◆ **What is being asked**
When the string "true" is part of a line in the data below, report the whole line.

(Collected data)
PR #6530, opened 2015-03-04
SOC-375 PHP Fatal Error: Call to a member function doPurge() on a non-object RelatedForumDiscussionController.class.php

jsutterfield:
Add a check inside of the purgeCache method of the RelatedForumDiscussionController that we are operating on an object before calling doPurge() on it. Also added logging for when this fails, a dashboard to display those failures, and a README with a link to the dashboard.

Ticket: https://wikia-inc.atlassian.net/browse/SOC-375

### DIFF
--- a/extensions/wikia/Forum/RelatedForumDiscussionController.class.php
+++ b/extensions/wikia/Forum/RelatedForumDiscussionController.class.php
@@ -1,4 +1,7 @@
 <?php
+
+use Wikia\Logger\WikiaLogger;
+
 class RelatedForumDiscussionController extends WikiaController {
 
 	/** Expiry time to use in cache requests */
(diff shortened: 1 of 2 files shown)


extensions/wikia/Forum/RelatedForumDiscussionController.class.php
```diff
@@ -77,14 +80,19 @@ public function checkData() {
...
 
-		foreach($ids as $id) {
+		foreach( $ids as $id ) {
 			$key = wfMemcKey( __CLASS__, 'getData', $id );
-			WikiaDataAccess::cachePurge($key);
+			WikiaDataAccess::cachePurge( $key );
 			// VOLDEV-46: Update module by purging page, not via AJAX
-			WikiPage::newFromID( $id )->doPurge();
+			$wikiaPage = WikiPage::newFromID( $id );
+			if ( !empty( $wikiaPage ) ) {
```
armonr: Or simply `if ( $wikiaPage ) {`

extensions/wikia/Forum/RelatedForumDiscussionController.class.php
```diff
@@ -77,14 +80,19 @@ public function checkData() {
...
+				$wikiaPage->doPurge();
+			} else {
+				self::logError( "doPurge() attempted on non-object", [ "articleID" => $id ] );
```
armonr: "doPurge() attempted" might be misleading because it has not. Maybe something similar to "Found a null related wikipage on thread purge"?
I think threadId would also be very helpful in this log.

extensions/wikia/Forum/RelatedForumDiscussionController.class.php
```diff
@@ -101,4 +109,8 @@ public static function getData( $articleId ) {
 			return $messages;
 		});
 	}
+
+	private static function logError( $message, array $param = [] ) {
+			WikiaLogger::instance()->error( 'RelatedForumDiscussionController: ' . $message, $param );
```
armonr: white space

jsutterfield: white space?

armonr: Sorry, need to be more specific :) The indentation seems larger than what it should be

jsutterfield: Ah, now I see it :)

lizlux:
LGTM!

PR #6823, opened 2015-03-30
ADEN-1785 Always call DART clean up

gabrys:


extensions/wikia/AdEngine/js/AdConfigMobile.js
```diff
@@ -32,14 +32,14 @@ define('ext.wikia.adEngine.adConfigMobile', [
...
 
-		if (instantGlobals && instantGlobals.wgSitewideDisableGpt) {
-			return [];
-		}
-
 		if (context.providers.turtle) {
 			return [turtle, remnantGptMobile];
 		}
 
+		if (instantGlobals && instantGlobals.wgSitewideDisableGpt) {
```
nandy-andy: Is there any other reason of moving this `if` block than alphabetical order? :smile_cat:

gabrys: just wgSitewideDisableGpt shouldn't disable turtle

nandy-andy: Oh, that one is more important, I guess ;)

extensions/wikia/AdEngine/AdEngine2Hooks.class.php
```diff
@@ -262,18 +228,18 @@ public static function onSkinAfterContent( &$text ) {
 		return true;
 	}
 
-	public static function onSkinAfterBottomScripts(Skin $skin, &$text) {
+	public static function onSkinAfterBottomScripts( Skin $skin, &$text ) {
 		// TODO: Check whether this works also on Oasis!
-		if ($skin->getSkinName() === 'venus') {
+		if ( $skin->getSkinName() === 'venus' ) {
```
nandy-andy: Is venus still somewhere on production? I heard rumours it was removed.

extensions/wikia/AdEngine/js/run/desktop.run.js
```diff
@@ -0,0 +1,91 @@
...
+
+	// Everything starts after content and JS
+	window.wgAfterContentAndJS.push(function () {
+		// Ads
+		adTracker.measureTime('adengine.init', 'queue.desktop').track();
+		window.adslots2 = window.adslots2 || [];
+		adEngine.run(adConfigDesktop, window.adslots2, 'queue.desktop');
+
+		// Krux
+		krux.load(kruxSiteId);
```
nandy-andy: I think I see why you removed `wikia.log`. If we still want to use it it'll be used only here, to inform us that the code is about to load `krux`. I think, I agree and we don't need `wikia.log` for this - we can see if `krux` was loaded by checking `localStorage`.

extensions/wikia/AdEngine/js/spec/config.desktop.spec.js
```diff
@@ -0,0 +1,188 @@
...
+	});
+
+	it('NZ, Evolve slot: Evolve, Remnant, Liftium', function () {
+		spyOn(mocks.geo, 'getCountryCode').and.returnValue('NZ');
+		spyOn(mocks.providers.evolve, 'canHandleSlot').and.returnValue(true);
+		expect(getProviders('foo')).toEqual('evolve,remnant,liftium');
+	});
+
+	it('NZ, not Evolve slot: Direct, Remnant, Liftium', function () {
+		spyOn(mocks.geo, 'getCountryCode').and.returnValue('NZ');
```
nandy-andy: We don't spy on `mocks.providers.evolve`'s `canHandleSlot()` method because "by default" it's `noop()` call - is it correct assumption? I wonder if it won't be better to explicitly "show" that the results depends mostly on evolve provider's `canHandleSlot()` result. So, my proposal is to add line:
```js
spyOn(mocks.providers.evolve, 'canHandleSlot').and.returnValue(false);
```

gabrys: The idea was to not introduce any lines that wouldn't change the test 
result. Otherwise we would need to spy on all mocks to be 100% explicit.

tests/karma/js-unit.conf.js
```diff
@@ -97,11 +97,12 @@ module.exports = function (config) {
 			'extensions/wikia/AdEngine/js/EventDispatcher.js',
 			'extensions/wikia/AdEngine/js/EvolveHelper.js',
 			'extensions/wikia/AdEngine/js/EvolveSlotConfig.js',
-			'extensions/wikia/AdEngine/js/lookup/*.js',
 			'extensions/wikia/AdEngine/js/MessageListener.js',
 			'extensions/wikia/AdEngine/js/WikiaDartHelper.js',
 			'extensions/wikia/AdEngine/js/WikiaDartVideoHelper.js',
 			'extensions/wikia/AdEngine/js/WikiaGptAdDetect.js',
+			'extensions/wikia/AdEngine/js/config/*.js',
+			'extensions/wikia/AdEngine/js/lookup/*.js',
```
nandy-andy: It's an interesting way of ordering: alphabetical but within directory :japanese_ogre: I think it can stay like that because the whole fire seems to have "sub-directories sections".

nandy-andy:
Quite good clean up, I would say. Good job :+1: 

I didn't find anything big, so I shared my thoughts. The code changes looks good for me. What's left is to merge `origin/dev`, resolve conflicts and update [page parameters documentation](https://one.wikia-inc.com/wiki/List_of_URL_Parameters) since few parameters were removed :sunny:

tests/karma/js-unit.conf.js
gabrys: It is alphabetical: letters A-Z come before a-z, right? ;-)

nandy-andy:
LGTM :baby_chick:

PR #6825, opened 2015-03-30
ignore duplicate key error which happens when removing a group from a us...

owend:
...er twice


macbre:
Backported to dev (with a comment) in ce3a7e8

macbre:
Backported to the current release in 63d7ff4

PR #6826, opened 2015-03-30
Soc 498

lizlux:
Adding and updating templates and styles for the watched page HTML email template. Also updating tools and docs for development flow.


lizlux:
Note, PHP unit tests are failing in Jenkins but passing on my devbox.

extensions/wikia/Email/scripts/Gruntfile.js
```diff
@@ -9,7 +9,7 @@ module.exports = function (grunt) {
 	 * Use Juice to inline css from an external style sheet
 	 * @see https://github.com/Automattic/juice
 	 */
-	grunt.registerTask('inlineCSS', 'some logging', function () {
+	grunt.registerTask('inlineCSS', 'Replaces css selector attributes with style attributes', function () {
```
bkoval: Did you mean 'CSS selector styles' here?

extensions/wikia/Email/styles/common.css
```diff
@@ -0,0 +1,59 @@
+/**
+ * Include this file in all templates to maintain consistant common styles
+ */
+
+* {
+	color: #656e78;
+	font-family: "Helvetica Neue", Arial, sans-serif;
```
bkoval: I know you'll hate me for that, but how about single quotes here? :)

extensions/wikia/Email/styles/main.css
```diff
@@ -1,6 +1,81 @@
...
+.body-wrap {
+	width: 100%;
+}
+
+.main-wrapper {
+	background-color: #E6EBF2;
+}
+
+.main-content {
+	background-color: #FFF;
```
bkoval: Again, you'll hate me for that, but do we have a rule for upper / lower-casing all the hex values for colors? I can see they're a bit mixed here :walking:

extensions/wikia/Email/styles/main.css
```diff
@@ -1,6 +1,81 @@
...
+	border-top: 1px solid #c5ced9;
+	padding: 50px 40px 80px 40px;
+}
+
+.container {
+	display: block !important;
+	max-width: 600px !important;
+	margin: 0 auto !important;
+	clear: both !important;
+}
```
bkoval: Wow, are these '!important' statements essential here (even after inlining)? If so, maybe we could add a comment what do they need to override?

extensions/wikia/Email/styles/main.css
```diff
@@ -1,6 +1,81 @@
...
+
+.head-wrap {
```
bkoval: Maybe we could add a .footer-wrap selector after a comma here?

extensions/wikia/Email/styles/watchedPage.css
```diff
@@ -0,0 +1,21 @@
...
+	font-size: 14px;
+}
+
+.message .subtle {
+	font-size: 12px;
+}
+
+.links {
+	margin-top: 70px;
+}
```
bkoval: Let's add a new line at the end of the file :)

extensions/wikia/Email/templates/compiled/emailPreview.mustache
```diff
@@ -1,4 +1,6 @@
-{{#body}}{{{body}}}{{/body}}{{^body}}
+{{{body}}}
+
```
bkoval: Will this produce two blank lines in html when 'body' var is empty? Can't remember if Mustache trims it, probably it does :)

extensions/wikia/Email/templates/src/emailPreview.mustache
```diff
@@ -1,4 +1,6 @@
-{{#body}}{{{body}}}{{/body}}{{^body}}
+{{{body}}}
+
```
bkoval: Will this produce two blank lines in html when 'body' var is empty? Can't remember if Mustache trims it, probably it does :)

bkoval:
Hey, looks awesome! Left just a couple of comments / questions.

Jenkins is unhappy with some unit tests for WikiaMobile, maybe merging newest dev here would help?
http://qa-s2.wikia-prod:8080/job/unitTests_php_branches/13394/console

Also, do we consider adding SCSS support to the email Front-End, maybe through grunt plugin for compiling it that runs before juice task? Just asking if it makes sense for the future, I strongly believe this is way out of scope for that pull request :)

extensions/wikia/Email/templates/src/emailPreview.mustache
lizlux: There's no user-facing difference, and the empty line makes this code more clear.

lizlux:
@bkoval, I considered adding SCSS support but I'm not sure we need it, and it might complicate things. I was hesitant to add another SCSS processor on top of the one we're using in Oasis, thus introducing two different systems for doing the same thing. We're already doing enough stuff out of the ordinary here. 

That being said, if we decide that development would be sped up by adding SCSS support, it should be straight-forward to do so.

extensions/wikia/Email/styles/main.css
lizlux: I don't hate you, I love coding conventions! It did look wonky with mix-matched cases in one file, so i made them all lower case. We don't have a rule per se but the [guidelines](https://github.com/Wikia/guidelines/blob/master/SCSS/CodingConventions.md#hexformat) use lower case, so I changed it to that.

extensions/wikia/Email/styles/watchedPage.css
lizlux: done

jsutterfield:
LGTM. Merging into SOC-588 so we can start to consolidate our branches.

◆ **Written solution**
 		return true;
+		spyOn(mocks.providers.evolve, 'canHandleSlot').and.returnValue(true);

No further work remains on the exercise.